Thursday, May 24, 2012

First-time unemployment benefit claims at 370,000

chart on jobless benefits (Rachel Maddow Blog) For the the week ending May 19, seasonally adjusted initial claims for unemployment insurance benefits were 370,000, the Department of Labor announced Thursday morning. This marked a decrease of 2,000 from the previous week's revised figure of 372,000. The four-week moving average, which flattens volatility in the weekly numbers, was also 370,000, a decrease of 5,500 from the previous week's revised average of 375,500.

For all programs, including the federal government's emergency extensions for states hardest hit by the Great Recession, the total number of people claiming benefits for the week ending May 5 was 6,168,620, a decrease of 105,004 from the previous week. Extended benefits were available in Alaska, California, Colorado, Connecticut, the District of Columbia, Florida, Idaho, Illinois, Nevada, New Jersey, New York, North Carolina, Pennsylvania, Rhode Island, Texas, and West Virginia.

Because of a budget deal in Congress, more and more Americans who have been employed for more than six months will be losing their unemployment benefits from now until September because the number of weeks they are eligible to receive them is dropping from 99 to 63. In addition, the unemployment rate in some states where joblessness was high enough to trigger various levels of extended benefits has fallen below that threshold. Even in states where this is not the case, hundreds of thousands of out-of-work Americans are losing their benefits as they reach the end of their eligibility.
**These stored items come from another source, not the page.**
PR #222, opened 2023-07-12
fix cleanup of rebases in carstore

whyrusleeping:
This fixes two things, first the test-pds didnt properly implement rebases which caused some issues in tests. 
The second thing was that old blockRefs werent getting deleted after the rebase, despite their associated CarShards getting deleted.

### DIFF
--- a/indexer/crawler.go
+++ b/indexer/crawler.go
@@ -196,7 +196,7 @@ func (c *CrawlDispatcher) fetchWorker() {
 
 func (c *CrawlDispatcher) Crawl(ctx context.Context, ai *models.ActorInfo) error {
 	if ai.PDS == 0 {
-		panic("not today!")
+		panic("must have pds for user in queue")
 	}
 
 	ctx, span := otel.Tracer("crawler").Start(ctx, "addToCrawler")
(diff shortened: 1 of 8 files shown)


indexer/crawler.go
```diff
@@ -214,12 +215,19 @@ func (c *CrawlDispatcher) AddToCatchupQueue(ctx context.Context, host *models.PD
 		panic("not okay")
```
ericvolp12, line 215: Why do we panic here?

indexer/indexer.go
```diff
@@ -838,28 +838,48 @@ func (ix *Indexer) FetchAndIndexRepo(ctx context.Context, job *crawlWork) error
 	}
 
 	var rebase *comatproto.SyncSubscribeRepos_Commit
-	for _, job := range job.catchup {
-		if job.evt.Rebase {
-			rebase = job.evt
+	var rebaseIx int
+	for i, j := range job.catchup {
+		if j.evt.Rebase {
+			fmt.Println("REBASE AT: ", i, len(job.catchup))
```
ericvolp12, line 844: Do we have a logger we can use for this?

ericvolp12 (approved):
This looks okay to me but I've also not got a ton of context on the indexer code yet.

indexer/crawler.go
whyrusleeping: I should make those messages better... but we need to be aware of which PDS the work is coming from for scheduling purposes

indexer/indexer.go
whyrusleeping: oh whoops, yes.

The first-time claims figure released each week is an "advance" number, which is revised the following week when statistics are improved by better information from the states. For instance, the advance figure for the week ending May 12 was 370,000 and revised this week to 372,000. Over the past seven months, since Nov. 5, the revisions have been upward for 23 weeks and downward for five weeks. During that period, the average revision has been about 3 percent.